Issue #1097, opened 2023-01-30
Slow startup on Windows


kitsugo:
I'm experiencing a very slow startup when using LF on Windows.
No matter whether I open it in PowerShell or Cmd, it takes roughly 7-10 seconds until it's shown after entering the command.
It also makes no difference whether I use a dedicated terminal like Windows Terminal or the built-in PS1/Cmd prompt.

After LF has started for the first time, quitting and starting it again is as fast as expected. However, after some time, it seems like it somehow is "unloaded" and then the startup will take a long time again.
I do not have this issue on Linux. LF always starts immediately there.
I've the latest amd64 version of LF for Windows installed and put the executable in my PATH.

Any advice on how to debug this startup issue would be greatly appreciated.

jdfa:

* _How to complete this task_: Reproduce each line from the records that contains the word "like".

* _Your solution_:
It also makes no difference whether I use a dedicated terminal like Windows Terminal or the built-in PS1/Cmd prompt.
After LF has started for the first time, quitting and starting it again is as fast as expected. However, after some time, it seems like it somehow is "unloaded" and then the startup will take a long time again.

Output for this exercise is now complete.